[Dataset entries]

++++

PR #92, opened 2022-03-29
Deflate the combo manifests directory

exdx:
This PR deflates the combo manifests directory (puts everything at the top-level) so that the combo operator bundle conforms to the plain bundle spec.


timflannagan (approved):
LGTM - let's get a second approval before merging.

++++

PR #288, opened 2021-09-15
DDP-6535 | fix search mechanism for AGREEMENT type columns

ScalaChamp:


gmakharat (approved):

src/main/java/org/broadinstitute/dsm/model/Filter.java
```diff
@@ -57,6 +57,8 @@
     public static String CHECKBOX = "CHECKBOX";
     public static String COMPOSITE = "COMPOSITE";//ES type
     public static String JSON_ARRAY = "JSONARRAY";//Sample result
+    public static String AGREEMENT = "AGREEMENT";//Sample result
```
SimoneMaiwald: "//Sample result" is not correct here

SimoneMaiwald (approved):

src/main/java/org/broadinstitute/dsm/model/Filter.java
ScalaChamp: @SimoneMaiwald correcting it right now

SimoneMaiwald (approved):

++++

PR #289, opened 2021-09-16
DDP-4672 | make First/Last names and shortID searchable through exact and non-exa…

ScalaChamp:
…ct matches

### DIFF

++++

● **Problem**
Look above for the line containing "PR #92, opened 2022-03-29". Output from there through the line containing "LGTM - let's", exactly and inclusively.

● **Solution below**
PR #92, opened 2022-03-29
Deflate the combo manifests directory

exdx:
This PR deflates the combo manifests directory (puts everything at the top-level) so that the combo operator bundle conforms to the plain bundle spec.


timflannagan (approved):
LGTM - let's get a second approval before merging.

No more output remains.